PR #314, opened 2026-08-14
perf(flat-field): tile the median so it stays in cache (19x on Zen 2 nodes)

ieivanov:
## Problem

`flat_field_zyx` reduces with `np.median(zyx_data, axis=0)`. Axis 0 has a stride of `Y * X * itemsize` — **852 KB** for a mantis-v2 position — so the partition underneath `np.median` touches one cache line per element and runs at DRAM latency.

`np.partition` alone accounts for **134.35 s of the 134.66 s** kernel. The float64 divide is 0.61 s, and casting the median to float32 saves nothing — the partition *is* the kernel.

That cost lands very unevenly across Bruno. Measured on identical synthetic data, single-threaded, zero I/O, across 17 nodes:

| CPU | nodes | strided median | contiguous | streaming |
|---|---|---|---|---|
| EPYC 9354P / 9534 (Zen 4) | `cpu-h`, `cpu-i`, `cpu-g` | 2.05–2.09 s | 0.85–0.88 s | 7.8–9.4 GB/s |
| EPYC 7713 / 7763 / 7773X (Zen 3) | `gpu-b`, `cpu-e`, `gpu-d` | 2.32–2.57 s | 0.86–0.93 s | 8.3–9.4 GB/s |
| EPYC 7313P (Zen 3) | `gpu-e` | 2.30 s | 0.86 s | 9.5 GB/s |
| **EPYC 7742 (Zen 2)** | **`gpu-a-1..4`** | **12.59–12.96 s** | 1.09–1.14 s | 8.3–8.6 GB/s |
| **EPYC 7302P (Zen 2)** | **`gpu-sm01/02`** | **13.04–13.31 s** | 1.15–1.17 s | 7.1–7.7 GB/s |

The affected nodes are within 12% of everything else on streaming bandwidth and within 1.3x on a *contiguous* median — they are only slow at the **strided** reduction. All four `gpu-a` nodes agree within 3%, and a second unrelated Zen 2 model in a different chassis behaves the same, so this is not a degraded node.

In the `2026_08_11_A549_SEC61B_DENV` run this made flat-field spend **~139 CPU-s per (t, c) unit** on `gpu-a`/`gpu-sm` against **~12 CPU-s** on `cpu-h` — a 10x spread over 54 positions × 201 units, and the reason 8 tasks hit the 2h30 wall limit and had to retry.

Ruled out along the way: thread oversubscription (`cpu/wall = 1.00` in every phase; pinning `OMP/MKL/OPENBLAS/NUMEXPR/BLOSC` changed nothing), worker concurrency (+4.7% CPU/unit from 1→16 workers on `gpu-a`), write I/O (4.69 s vs 4.21 s per unit between the two classes), RAM pressure (zero `OUT_OF_MEMORY`; MaxRSS 57–107 GB against a 224 GB request), and dtype promotion.

## Fix

Copy a slim tile into a compact buffer before reducing, sized to fit the smallest per-CCX L3 in the cluster (16 MiB on Zen 2). Per-position median on real data:

| node | CPU | `np.median` | tiled |
|---|---|---|---|
| `gpu-a-3` | EPYC 7742 | 134.33 s | **5.52 s** |
| `gpu-sm02-19` | EPYC 7302P | 99.26 s | **5.72 s** |
| `cpu-e-1` | EPYC 7763 | 9.89 s | **5.18 s** |

The three classes converge to within 10% of each other — the 13.6x hardware spread collapses to 1.1x. End to end through `flat_field_zyx` on one real unit: **131.12 s → 6.79 s (19.3x), output bit-identical.**

Transposing to make the reduction axis contiguous was also tried and is far worse on the affected nodes (78.25 s on `gpu-a-3`) — the transpose copy is itself a strided read. Only tiling works.

## Correctness

Output is unchanged by construction: each 1-D lane is reduced from the same elements by the same algorithm, so tiling only changes the access pattern. Verified bit-identical (`np.array_equal`) against the current implementation on a real mantis position, and `tests/test_flat_field.py` asserts exact equality against `np.median` across dtypes (`uint16`/`float32`/`float64`), all three axes, even *and* odd reduction-axis lengths (the even case averages two middle values), degenerate axes, non-contiguous views, and forced tile widths from 1 byte upward.

One test is a performance guard rather than a correctness check: it asserts a real position does not silently collapse back to a single whole-array tile, which would stay correct but lose the 11.5x.

## Notes

- Wall-clock gains are concentrated where CPU was the binding constraint. On `cpu-h`-class nodes flat-field is already I/O-bound (12.3 CPU-s against ~206 s wall per unit), so those get little faster; the win is the CPU-hours and the `gpu-a` tasks that were timing out.
- `deskew` was checked for the same pattern and does **not** have it — Zen 2 `gpu-sm` nodes are the *fastest* class at deskew (6.5 min mean), so this is specific to flat-field's median.
- Incidental finding, not addressed here: SLURM tags both `gpu-a` and `gpu-b` as `amd_7742`, but `gpu-b` reports an EPYC 7713. `--constraint=amd_7742` does not select what it claims.

### DIFF
--- a/biahub/flat_field.py
+++ b/biahub/flat_field.py
@@ -33,6 +33,77 @@ from biahub.cli.utils import (
 )
 from biahub.settings import FlatFieldCorrectionSettings
 
+# Byte budget for one median tile. The reduction below runs at DRAM latency when
+# its working set spills out of cache, so the tile is sized to fit in the smallest
+# per-CCX L3 in the cluster (16 MiB on Zen 2), with headroom for the partition's
+# own scratch. See :func:`_median_tiled` for why this matters.
+_MEDIAN_TILE_BYTES = 8 * 1024**2
+
+
+def _median_tile_axis(data: np.ndarray, axis: int) -> int | None:
+    """Return the first axis that is not the reduction axis, or None for 1-D input."""
+    return next((a for a in range(data.ndim) if a != axis), None)
+
+
+def _median_tile_width(data: np.ndarray, axis: int, tile_bytes: int) -> int:
+    """Return how many indices along the tiled axis fit in ``tile_bytes``.
+
+    Never less than 1, never more than the axis length.
+    """
+    tile_axis = _median_tile_axis(data, axis)
+    bytes_per_step = data.itemsize * (data.size // data.shape[tile_axis])
+    width = tile_bytes // max(bytes_per_step, 1)
+    return int(min(max(width, 1), data.shape[tile_axis]))
+
+
+def _median_tiled(
+    data: np.ndarray, axis: int, tile_bytes: int = _MEDIAN_TILE_BYTES
+) -> np.ndarray:
+    """``np.median(data, axis=axis)``, evaluated over cache-resident tiles.
+
+    Output is identical to :func:`numpy.median` -- only the memory access pattern
+    changes. ``np.median`` partitions along ``axis``, whose stride in a ZYX volume
+    is ``Y * X * itemsize`` (852 KB for a mantis-v2 position), so every element
+    touched lands on its own cache line and the reduction runs at DRAM latency.
+    That cost is borne unevenly by the cluster: measured on one position, it is
+    11.5x worse on Zen 2 cores (EPYC 7742, 7302P) than on Zen 3 and newer, which
+    made flat-field spend ~139 CPU-s per (t, c) unit on ``gpu-a``/``gpu-sm`` nodes
+    against ~12 CPU-s on ``cpu-h``.
+
+    Copying a slim tile into a compact buffer first keeps the partition in cache.
+    Per-position medians measured before and after:
+
+    ==================  ===========  =========  ========
+    node                CPU          np.median  tiled
+    ==================  ===========  =========  ========
+    ``gpu-a-3``         EPYC 7742    134.33 s   5.52 s
+    ``gpu-sm02-19``     EPYC 7302P    99.26 s   5.72 s
+    ``cpu-e-1``         EPYC 7763      9.89 s   5.18 s
+    ==================  ===========  =========  ========
+
+    Transposing to make the reduction axis contiguous was also tried and is much
+    worse on the affected nodes (78.25 s on ``gpu-a-3``), because the transpose
+    copy is itself a strided read.
+    """
+    tile_axis = _median_tile_axis(data, axis)
+    if tile_axis is None:
+        return np.median(data, axis=axis)
+
+    tile = _median_tile_width(data, axis, tile_bytes)
+    tiles = []
+    for start in range(0, data.shape[tile_axis], tile):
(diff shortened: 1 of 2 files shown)


ieivanov:
## No-regression check on the fast nodes

The tiling adds an `ascontiguousarray` copy per tile, which is pure added work on the classes that were never slow — and flat-field runs 16 worker processes per position, so a change that wins single-threaded could still lose when 16 copies compete for bandwidth. Benchmarked both implementations against each other on a real mantis volume, loaded pre-fork so children inherit it copy-on-write and both arms see identical data:

| node | CPU | 1w old → new | 1w gain | 16w CPU-s/unit old → new | 16w gain | peak RSS old / new |
|---|---|---|---|---|---|---|
| `cpu-h-5` | EPYC 9354P (Zen 4) | 8.81s → **4.50s** | 1.96x | 11.04s → **5.29s** | **2.09x** | 4.9G / 4.9G |
| `cpu-i-1` | EPYC 9354P (Zen 4) | 9.23s → **4.52s** | 2.04x | 9.24s → **5.06s** | 1.83x | 4.9G / 4.9G |
| `cpu-g-1` | EPYC 9534 (Zen 4) | 9.20s → **4.69s** | 1.96x | 10.40s → **6.39s** | 1.63x | 4.9G / 4.9G |
| `cpu-e-1` | EPYC 7763 (Zen 3) | 10.67s → **5.82s** | 1.83x | 15.31s → **9.99s** | 1.53x | 4.9G / 4.9G |
| `gpu-a-2` | EPYC 7742 (Zen 2) | 136.30s → **6.27s** | 21.75x | 164.69s → **9.30s** | 17.71x | 4.9G / 4.9G |

**No class regresses.** Every `cpu-*` node gains 1.5–2.1x, at both single-process and production's 16-worker concurrency. Output verified bit-identical on every node before timing.

Three points from the data:

- **No memory cost.** Peak child RSS is 4.9 G in all ten arms. The 7.1 MB tile copy is invisible against the 3.6 GB float64 temporaries the kernel already allocates.
- **Less sensitive to concurrency, not more.** Going 1→16 workers raises CPU-s/unit in both arms from bandwidth contention (cpu-h-5: 8.79→11.04 old, 4.47→5.29 new), but the ratio holds or improves. A cache-resident tile moves less memory traffic, so it competes less.
- **Corroborates the production numbers.** `gpu-a-2` at 16 workers measures 164.69 CPU-s/unit for the current code, against the ~139 CPU-s/unit derived independently from `sacct` on the live 2026_08_11_A549_SEC61B_DENV run.

Benchmark: `bench_ab.py` in `/hpc/mydata/ivan.ivanov/ff_thread_test/` on Bruno. A `gpu-b` (EPYC 7713) arm was queued but the node never freed up; Zen 3 is represented by `cpu-e-1`.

# [GOAL OF THE EXERCISE]
The reply should hold only the lines from the first line of the listing above through the line with "s | 9.5 GB/s |", each copied exactly.

# [EXPECTED ANSWER]
PR #314, opened 2026-08-14
perf(flat-field): tile the median so it stays in cache (19x on Zen 2 nodes)

ieivanov:
## Problem

`flat_field_zyx` reduces with `np.median(zyx_data, axis=0)`. Axis 0 has a stride of `Y * X * itemsize` — **852 KB** for a mantis-v2 position — so the partition underneath `np.median` touches one cache line per element and runs at DRAM latency.

`np.partition` alone accounts for **134.35 s of the 134.66 s** kernel. The float64 divide is 0.61 s, and casting the median to float32 saves nothing — the partition *is* the kernel.

That cost lands very unevenly across Bruno. Measured on identical synthetic data, single-threaded, zero I/O, across 17 nodes:

| CPU | nodes | strided median | contiguous | streaming |
|---|---|---|---|---|
| EPYC 9354P / 9534 (Zen 4) | `cpu-h`, `cpu-i`, `cpu-g` | 2.05–2.09 s | 0.85–0.88 s | 7.8–9.4 GB/s |
| EPYC 7713 / 7763 / 7773X (Zen 3) | `gpu-b`, `cpu-e`, `gpu-d` | 2.32–2.57 s | 0.86–0.93 s | 8.3–9.4 GB/s |
| EPYC 7313P (Zen 3) | `gpu-e` | 2.30 s | 0.86 s | 9.5 GB/s |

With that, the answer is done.